Web Application Scanning is a zero touch, non- intrusive, cloud based solution, which helps safeguard web applications by continuous and comprehensive scanning for vulnerabilities and malware. It comprises of two variants:-
- Web Application Scanning Advanced provides organisations with a comprehensive security posture snapshot of their web applications risk exposure on a continuous basis, with the help of automated testing combined with security expert validated proof of concept (POC) support and elimination of false positives.
- Web Application Scanning Premium provides in-depth web application penetration testing for mission critical enterprise websites that need a broad and in depth security coverage addressed by continuous automated web application scanning combined with security expert validated business logic checks, proof of concept support and elimination of false positives.
WAS is a complete scanning tool. It offers vulnerability assessment, application audit and malware monitoring. It is a zero touch, non-intrusive cloud-based solution that provides daily monitoring for web applications, checking for systems and application vulnerabilities, and malware. One of the key aspects of WAS is its ability to detect malware and defacements of websites.
No changes are required on the website either. The monitoring is done remotely and we can detect both known as well as unknown malware in website. We have been researching and innovating for a couple of years in this area and are the best in class for such technology. We have dedicated our research, engineering and development teams to track latest malwares, threats and their behavior. It allows us to constantly refine and improve our technology and solutions to serve our customers better.

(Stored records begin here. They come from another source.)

PR #751, opened 2026-08-26
fix(spec): widen index-manifest row count to i64

JunRuiLee:
## What

`IndexFileMeta._ROW_COUNT` is an Avro `long` in Java (`IndexFileMeta.SCHEMA` field 3,
`new DataField(3, "_ROW_COUNT", new BigIntType(false))`), but the Rust field is `i32` and the decoder
narrows it:

```rust
"_ROW_COUNT" => row_count = Some(read_long_field(cursor, field.nullable)? as i32),
```

An index file with more than `i32::MAX` rows therefore decodes to a silently wrong (possibly negative)
row count. The index manifest is written by Java and read here, so nothing surfaces the truncation.

Widen the field to `i64` and drop the cast. The substantive change is three lines
(`IndexFileMeta.row_count`, the decoder's local, and the cast); everything else is mechanical
adaptation of construction sites and literals across the crate, the fulltext-gated code, the tests and
the C bindings.

## Assumptions and limits, called out for reviewers

- This is a latent-overflow fix, reachable only above `i32::MAX` rows in a single index file. It is not
  triggered by any existing fixture, so the new test constructs the case directly.
- Widening a public field is a source-compatibility change for downstream code that constructs
  `IndexFileMeta` or reads `row_count` with a typed binding.

## Testing

`row_count_above_i32_max_round_trips_through_index_manifest` fails before the change and passes after.

Gates run locally from a clean HEAD: `cargo fmt --all -- --check`; `cargo clippy -p paimon
--all-targets -- -D warnings` and the same with `--features fulltext`, both clean; `cargo test -p
paimon --lib` 2406 passed / 0 failed and 2480 passed / 0 failed with `--features fulltext`.

## Note

Opened as a draft. This is the first of two independent index-manifest compatibility fixes; the second
one (index file path resolution) is stacked on top of this branch and is sent separately. There is no
semantic dependency between them — they share ~19 files of struct-literal sites, which is why they are
ordered rather than concurrent.

### DIFF
--- a/bindings/c/src/tests.rs
+++ b/bindings/c/src/tests.rs
@@ -2459,7 +2459,7 @@ fn build_pk_vector_table(path: &str, vectors: &[[f32; PK_DIM]]) -> Table {
             index_type: INDEX_TYPE.to_string(),
             file_name: index_file_name,
             file_size: i64::try_from(index_file_size).unwrap(),
-            row_count: i32::try_from(row_count).unwrap(),
+            row_count,
             deletion_vectors_ranges: None,
             global_index_meta: Some(GlobalIndexMeta {
                 row_range_start: 0,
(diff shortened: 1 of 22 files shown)


JingsongLi (approved):
+1

PR #752, opened 2026-08-26
fix(table): resolve index files by external path and bucket layout

JunRuiLee:
## What

Index files are always read from `<table>/index/<file>`, which ignores two things Java records and
honors:

- `_EXTERNAL_PATH` — `IndexFileMeta.SCHEMA` field 5. Not decoded here at all, so it is also dropped
  when this crate rewrites an index manifest.
- `index-file-in-data-file-dir` — when set, Java's `indexFileFactory(partition, bucket)` resolves an
  index file against the bucket's data-file directory instead of the table `index/` directory.

Either one makes a table's index files unreadable. Observed as a primary-key vector search:
`failed to open ANN index file '.../<table>/index/index-<uuid>-0' for range reads`, while the file is
in the bucket directory.

## How

Decode `_EXTERNAL_PATH` and add it to the write schema, add the `index-file-in-data-file-dir` option,
and route every index-file consumer through one resolver (`table/index_file_path.rs`) with two modes,
each mirroring the factory Java uses for that consumer:

| mode | consumers | Java |
| --- | --- | --- |
| global — always `<table>/index` | data-evolution global index, vector and full-text search over it | `globalIndexFileFactory()` |
| bucket-local — data-file directory when the option is set | primary-key vector ANN segments, primary-key full-text archives, deletion vectors, dynamic-bucket hash index | `pathFactories.get(partition, bucket)` |

An explicit external path wins over both layouts, as in `toPath(IndexFileMeta)`.

For the two index kinds this crate writes itself, **reads and writes move together**, so a file written
here is found again: the data-evolution writer resolves an existing deletion vector through the same
path when merging and writes a new one where the reader will look; the dynamic-bucket assigner resolves
per partition and bucket for both restore and commit (`prepare_commit_index` no longer takes an index
directory — three of its four implementations ignored it); and `TableCommit::abort` deletes where the
file was written, mirroring `FileStoreCommitImpl.abort`. Deleting is best-effort, so the old fixed path
leaked silently — and `try_commit` calls `abort` itself on failure, as do the C and Python bindings.

Bucket directories now come from one `spec::bucket_path` (Java `FileStorePathFactory.bucketPath`),
replacing four copies of the same expression: the layout is only correct while every producer and
consumer agrees byte for byte, and nothing else enforces that.

Two smaller consequences of making the option live:

- **It is now immutable**, as in Java (`@Immutable`, rejected by `SchemaManager.checkAlterTableOption`).
  It selects where index files are written, so flipping it on a populated table would hide every index
  file the table has. It was inert here before, so altering it used to be a harmless no-op.
- **`$physical_files_size`** counts an `index-` prefixed file in a bucket directory as an index file
  instead of dropping it, matching Java `FileType.classify`. Classification follows physical form, not
  the current option value. Two tests that asserted the old counts are corrected.

The BTree reader cache is keyed by the resolved path — with the bare file name, two entries sharing a
name but resolving to different locations would reuse each other's reader.

## Out of scope

- **`data-file.path-directory`**: unsupported crate-wide (bucket paths are rooted at the table for data
  files as much as index files), so honoring it belongs with data-file path handling.
- **Writing** bucket-local index files to a configured external data path: this crate does not write
  data files there either. Reading a Java-written external index file works.
- **Referenced-file identity**: index files are keyed by bare file name, as Java does in the
  higher-stakes direction (`LocalOrphanFilesClean` maps candidate *deletions* by `Path.getName()`), and
  all names are UUID-based, so collisions are not reachable.

## Behavior change

A table created with the option set but written **only by older paimon-rust** has its index files under
`<table>/index`, because this crate ignored the option — such a table is already unreadable by Java.
After this PR Rust agrees with Java. No compatibility fallback on purpose: one would diverge from Java
and mask genuine missing-file errors.

## Testing

New: `abort` deletes an index file in the bucket data-file directory, and one at an external path (both
verified to fail against the old path); ANN segment and full-text archive resolution with the option
set, through a real split whose bucket path is not derivable from the table root — the failure this PR
fixes, previously untested through a split; `directory()` agrees with `resolve()` in every mode; decode
tests for `_EXTERNAL_PATH` present, present-but-null, and absent from the writer schema; the option
cannot be altered.

Gates: `cargo fmt --all -- --check` clean; `clippy -D warnings --all-targets` clean for `paimon`,
`paimon --features fulltext`, `paimon-datafusion`, `paimon-c` (`paimon-python` needs Python ≥ 3.10,
unavailable locally); `cargo test -p paimon --lib` 2425 passed, 2500 with `--features fulltext`,
`--tests` all pass. `paimon-datafusion` 339 passed / 7 failed — all seven are `TableNotExist` for the
`/tmp/paimon-warehouse` fixtures that `make docker-up` provisions, unrelated to this change.

### DIFF
--- a/crates/paimon/src/catalog/filesystem.rs
+++ b/crates/paimon/src/catalog/filesystem.rs
@@ -30,7 +30,7 @@ use crate::spec::{
     CoreOptions, Schema, TableSchema, TableType, INDEX_FILE_IN_DATA_FILE_DIR_OPTION,
     TABLE_TYPE_OPTION,
 };
-use crate::table::{ObjectTable, SchemaManager, Table};
+use crate::table::{ObjectTable, SchemaManager, SnapshotManager, Table};
 use async_trait::async_trait;
 use bytes::Bytes;
 use opendal::raw::get_basename;
@@ -543,7 +543,26 @@ impl Catalog for FileSystemCatalog {
                 full_name: identifier.full_name(),
             })?;
 
-        reject_immutable_option_changes(current.options(), &changes)?;
+        // Only the index-layout option is snapshot-gated, so the listing a
+        // snapshot lookup costs is paid only when a change touches it. Java defers
+        // the same lookup through a `LazyField`.
+        let touches_snapshot_gated_option = changes.iter().any(|change| {
+            matches!(
+                change,
+                crate::spec::SchemaChange::SetOption { key, .. }
+                | crate::spec::SchemaChange::RemoveOption { key }
+                    if key == INDEX_FILE_IN_DATA_FILE_DIR_OPTION
+            )
+        });
+        let has_snapshots = if touches_snapshot_gated_option {
+            SnapshotManager::new(self.file_io.clone(), table_path.clone())
+                .get_latest_snapshot_id()
+                .await?
+                .is_some()
+        } else {
+            false
+        };
+        reject_immutable_option_changes(current.options(), &changes, has_snapshots)?;
 
         let new_schema = current
             .apply_changes(changes)
@@ -560,13 +579,31 @@ impl Catalog for FileSystemCatalog {
 /// this mirrors the subset this crate acts on:
 ///
 /// * `type` picks the reader, so flipping it strands a populated table behind a
-///   reader that cannot see its data. Only case-insensitive no-ops pass.
+///   reader that cannot see its data. Only case-insensitive no-ops pass, and a
+///   snapshot is not required: a format table holds data without ever writing
+///   one, so a snapshot check would not catch it. Java special-cases `type` the
+///   same way (`SchemaManager.generateTableSchema`).
 /// * `index-file-in-data-file-dir` picks the directory every bucket-local index
 ///   file is written to and read from, so flipping it hides every index file the
-///   table already has.
+///   table already has. Only files already written are at stake, so this follows
+///   Java in rejecting an actual change only once the table has snapshots, and in
+///   letting a `SetOption` that repeats the stored value through: Java compares
+///   the stored string literally, and reaches `checkAlterTableOption` only under
+///   `hasSnapshots && !unchanged`.
+///
+/// Gating on snapshot existence leaves one window open, in Java as much as here: a
+/// writer that started before the alter still holds the old layout, and a commit
+/// records the schema id it was built with without checking whether the latest
+/// schema moved, so it can publish the first snapshot after the layout was flipped
+/// under it. Closing it needs schema publication and snapshot commit to be ordered
+/// against each other — reading the latest schema once before committing is not
+/// enough, since the alter can land right after that read. A stricter alter is not
+/// the answer either: rejecting the change outright would take away the only
+/// post-creation point at which the layout can be chosen.
 fn reject_immutable_option_changes(
     current_options: &HashMap<String, String>,
     changes: &[crate::spec::SchemaChange],
+    has_snapshots: bool,
 ) -> Result<()> {
     let current_type = current_options
         .get(TABLE_TYPE_OPTION)
@@ -588,15 +625,31 @@ fn reject_immutable_option_changes(
                     message: format!("removing '{TABLE_TYPE_OPTION}' is not supported"),
                 });
             }
-            crate::spec::SchemaChange::SetOption { key, .. }
-            | crate::spec::SchemaChange::RemoveOption { key }
-                if key == INDEX_FILE_IN_DATA_FILE_DIR_OPTION =>
+            crate::spec::SchemaChange::SetOption { key, value }
+                if key == INDEX_FILE_IN_DATA_FILE_DIR_OPTION
+                    && has_snapshots
+                    && current_options.get(key.as_str()) != Some(value) =>
             {
                 return Err(Error::Unsupported {
                     message: format!(
-                        "changing '{INDEX_FILE_IN_DATA_FILE_DIR_OPTION}' is not supported: \
+                        "changing '{INDEX_FILE_IN_DATA_FILE_DIR_OPTION}' on a table with \
+                         snapshots is not supported: \
                          it selects the directory index files are written to, so the files \
                          already written would no longer be found"
+                    ),
+                });
+            }
+            crate::spec::SchemaChange::RemoveOption { key }
+                if key == INDEX_FILE_IN_DATA_FILE_DIR_OPTION && has_snapshots =>
+            {
+                // Java rejects the reset whenever the table has snapshots, whether
+                // or not the option is currently set
+                // (`SchemaManager.checkResetTableOption`).
+                return Err(Error::Unsupported {
+                    message: format!(
+                        "removing '{INDEX_FILE_IN_DATA_FILE_DIR_OPTION}' from a table with \
+                         snapshots is not supported: it selects the directory index files \
+                         are written to, so the files already written would no longer be found"
                     ),
                 });
             }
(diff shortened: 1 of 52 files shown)


JingsongLi:
- The `abort()` function in `table_commit.rs:728-735` deletes all indexes lacking an external path as if they were `BucketLocal`. 
- When `index-file-in-data-file-dir=true` is enabled, the global index is actually written to `<table>/index`, but the abort process attempts to delete it from the bucket directory; this causes a failed commit to leave behind orphan files.

JunRuiLee:
Confirmed, and reachable: the vindex index builder aborts messages holding global index files, and `try_commit` aborts whatever it was committing.

Fixed in 88f1df1. `abort` now classifies each index file rather than resolving the whole message as bucket-local:

- no `_GLOBAL_INDEX` → bucket-local (deletion vectors, the dynamic-bucket hash index);
- a `_GLOBAL_INDEX` whose `_SOURCE_META` is absent — what this crate's index builders write — or whose `_SOURCE_META` carries `DataEvolutionIndexSourceMeta`'s `DEIX` marker → global;
- anything else → bucket-local, which is what Java assumes for every index file.

Both abort tests now also plant a same-named file in the other layout and assert it survives, so neither direction can regress into deleting a path the commit does not own.

One thing I ran into while checking this against Java: `FileStoreCommitImpl.abort` resolves every `newIndexFiles()` entry through `IndexFilePathFactories.get(partition, bucket)`, while `SortedGlobalIndexWriter.flushIndex` writes through `globalIndexFileFactory()` and returns those metas in `DataIncrement.indexIncrement(...)`. So with `index-file-in-data-file-dir` set, Java leaves the same orphan behind.

crates/paimon/src/catalog/filesystem.rs
```diff
@@ -575,6 +587,18 @@ fn reject_table_type_changes(
                     message: format!("removing '{TABLE_TYPE_OPTION}' is not supported"),
                 });
             }
+            crate::spec::SchemaChange::SetOption { key, .. }
+            | crate::spec::SchemaChange::RemoveOption { key }
+                if key == INDEX_FILE_IN_DATA_FILE_DIR_OPTION =>
```
JingsongLi: [P1] Keep the index layout immutable for dynamic table copies too

This guard only covers catalog `ALTER TABLE`, but the public `Table::copy_with_options` path still merges `index-file-in-data-file-dir` through `TableSchema::copy_with_options`. Every new resolver then reads that overridden value. For example, a persisted `true` table copied with `false` looks for its bucket-local deletion/vector/full-text indexes under `<table>/index`; the inverse misses indexes stored there. More seriously, a write/commit built from such a copy can place new hash/DV index files according to the temporary value while committing name-only manifest entries to a table whose persisted schema retains the opposite value, so a normally reloaded table cannot resolve those files and abort cleanup can use the wrong layout. Please pin this option to the stored schema value (including the default `false`) or reject dynamic overrides, as is already done for other safety-sensitive options, and cover both read and write copies in a regression test.

crates/paimon/src/catalog/filesystem.rs
```diff
@@ -575,6 +587,18 @@ fn reject_table_type_changes(
...
+            {
+                return Err(Error::Unsupported {
+                    message: format!(
+                        "changing '{INDEX_FILE_IN_DATA_FILE_DIR_OPTION}' is not supported: \
```
JingsongLi: [P2] Preserve Java’s snapshot-aware/no-op immutable-option behavior

This arm rejects every set/remove of `index-file-in-data-file-dir`, even before the table has its first snapshot and even when a `SetOption` repeats the stored value. Upstream Java `SchemaManager` first computes `unchanged` and only calls `checkAlterTableOption` when `hasSnapshots && !unchanged`; this lets callers choose the layout through ALTER before the first write and makes schema reconciliation/idempotent SETs succeed. The new Rust test instead cements unconditional failure on an empty table. Please allow an exact no-op, allow an actual change while there are no snapshots, and reject only an actual change once snapshots exist; add coverage for all three cases.

crates/paimon/src/catalog/filesystem.rs
JunRuiLee: Fixed in 3df9e15. `TableSchema::copy_with_options` now pins the option to the stored value, and drops the override entirely when nothing is stored so the default stands — the shape it already uses for `type`. Java rejects such an override outright (`AbstractFileStoreTable.checkImmutability`); this copy is infallible, so pinning is the closest equivalent.

Tests: a copied-with-`false` table still writes its hash index into the bucket directory, a read through `Table::copy_with_options` still reports the stored layout, and the pin in both directions. `copy_with_replaced_options` and `Table::new` stay unpinned — they take options wholesale rather than as an override, as `type` has always been.

One correction: a writer and its committer come from the same `WriteBuilder`, so abort resolves the layout the write used. The damage that needs no such crossing is the successful commit itself.

crates/paimon/src/catalog/filesystem.rs
JunRuiLee: Fixed in 3df9e15. The guard now takes `has_snapshots` and rejects only an actual change once snapshots exist; `RemoveOption` only with snapshots, set or not. `type` stays unconditional, as in Java — a format table holds data without writing a snapshot. `alter_table` resolves the flag only when a change touches the option.

One case that looks like a no-op and is not: `false` where the option was never stored. Java compares the stored value and normalizes only `type`, `primary-key` and `partition`, so it counts as a change and is rejected once snapshots exist. Tested, along with the four you listed.

Gating on snapshots leaves a window, now in the guard's docs: a writer that started before the alter still holds the old layout, and a commit records its schema id without checking whether the latest schema moved. Java's cached lazy check has the same one; closing it belongs on the commit path.

crates/paimon/src/catalog/filesystem.rs
```diff
@@ -539,7 +542,26 @@ impl Catalog for FileSystemCatalog {
...
+        });
+        let has_snapshots = if touches_snapshot_gated_option {
+            SnapshotManager::new(self.file_io.clone(), table_path.clone())
+                .get_latest_snapshot_id()
+                .await?
+                .is_some()
+        } else {
+            false
+        };
+        reject_immutable_option_changes(current.options(), &changes, has_snapshots)?;
```
JingsongLi: [P1] Serialize this layout ALTER with first-snapshot commits

This check and `save_table_schema` are independent of snapshot publication. A writer created before the ALTER has already cached the old `index-file-in-data-file-dir` layout, so it can write HASH/DV files to the old directory and then publish the first snapshot after this ALTER succeeds. A freshly loaded table resolves the manifest file names using the new layout, making those index files unreachable (and dynamic-bucket reads/writes can fail with file-not-found). The comment below explicitly documents this interleaving, but the new tests cover only serial ALTERs. Please serialize schema publication and snapshot commit through the same lock/CAS, or keep this option immutable after creation until that ordering exists; add a stale-writer -> ALTER -> commit -> fresh-table restore regression.

JunRuiLee: Took the second option: the layout is chosen at creation and not afterwards, in 5d39ab8. Any actual change or removal is rejected whether or not snapshots exist. What still passes is what moves nothing — a `SetOption` repeating the stored value, and a `RemoveOption` for an option that is not set — so reconciliation stays idempotent. That makes Rust stricter than Java on an option Java itself marks `@Immutable`; the remove-of-an-unset-option case is the one place it is looser, and it cannot move a file.

Not the lock/CAS: a commit stamps the schema id its writer was built with and never checks whether the latest schema moved, so ordering schema publication against snapshot commit would be a commit-path change for every option, not an index-path one. Worth doing, but not here.

The regression is the sequence you described: a writer resolves the layout, both conflicting alters are refused, the writer commits, and a freshly loaded table finds the committed hash index in the bucket data-file directory. Values are compared literally, by the way — `" TRUE "` parses as `false`, so treating it as equal to `true` would let a real change through.

Also rebased onto main. #767 split the global index builders and the scanner, so the routing moved into `global_index_scanner/{entry,reader,deletion_vectors}.rs`, and #766's FM global index reader had the same hardcoded `<table>/index` path — it is routed now too.

JingsongLi (approved):
+1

It is activated online over the web itself and the customer receives a notification via email with details of the activation. There is no need to download the software into your computer.
The Web Application Scanning tool is architected on globally accepted best practices such as OWASP, OSSTMM, SANS and NIST using a combination of tools and manual techniques through certified analysts. It is hosted and delivered from SAS 70 Type 2 certified secure data center.
The presence of an IndusGuard seal certifies that the particular website is scanned and certified on a daily basis to pass the Web Application Security Scan. The "live" IndusGuard 'Tested' Seal appears on the website with that day's corresponding date only when the website passes the daily Web Application Scanning. This assists the website owners to gain the trust of their customers who feel safe when accessing such websites.
Criteria of a ‘PASS’ scan means that the web application is free of any vulnerabilities. A criterion of a ‘FAIL’ Scan status means that vulnerabilities are present, and some of them have a severity of 4 which is HIGH or which is CRITICAL.
If any kinds of vulnerabilities or malwares are found on the website, the secure site seal will be there on the website for next 72 hrs but the date will not be updated till the risk or threat is over. If the website owner does not take any action or however, if the errors are not fixed even after 72 hrs, the secure site seal will disappear though the scanning will still continue. Once the error is fixed and there are no vulnerabilities or malwares found on the website, the secure site seal will reappear on its own with the updated date and the mention of ' TESTED' again beside it.